• [THE TASK] Your answer should be each line of the entries that contains the word "void", copied in full.

++++ DATA FOR REVIEW

PR #551, opened 2026-07-11
log thread/forum post deletions

danthe1st:
This PR logs forum posts/thread deletions as if they were messages.
When a forum post is deleted, the message content of the "start message" is logged.
In case of normal threads, this just logs the name of the thread.

### DIFF
--- a/src/main/java/net/discordjug/javabot/data/h2db/message_cache/MessageCacheListener.java
+++ b/src/main/java/net/discordjug/javabot/data/h2db/message_cache/MessageCacheListener.java
@@ -69,7 +69,6 @@ public class MessageCacheListener extends ListenerAdapter {
 			messageCache.cache.remove(message);
 		});
 	}
-	
 
 	/**
 	 * Checks whether the given message should be ignored by the cache.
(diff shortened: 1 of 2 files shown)


src/main/java/net/discordjug/javabot/data/h2db/message_cache/MessageCacheListener.java
```diff
@@ -50,13 +52,24 @@ public void onMessageUpdate(@NotNull MessageUpdateEvent event) {
...
+	private void processMessageDeletion(long messageId, GuildChannel channel) {
+		Optional<CachedMessage> optional = messageCache.cache.stream().filter(m -> m.getMessageId() == messageId).findFirst();
 		optional.ifPresent(message -> {
-			messageCache.sendDeletedMessageToLog(event.getGuild(), event.getChannel(), message);
+			messageCache.sendDeletedMessageToLog(channel.getGuild(), channel, message);
 			messageCache.cache.remove(message);
 		});
 	}
-
+
```
Neil-Tomar: You could remove the trailing whitespace on this line, but it's fine either way.

danthe1st: Thanks. I removed that line since having two empty lines directly after each other is redundant either way.

liquiddevelopmentnet (approved):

++++++++

• [ANSWER TO THE PROBLEM]
@@ -50,13 +52,24 @@ public void onMessageUpdate(@NotNull MessageUpdateEvent event) {
+	private void processMessageDeletion(long messageId, GuildChannel channel) {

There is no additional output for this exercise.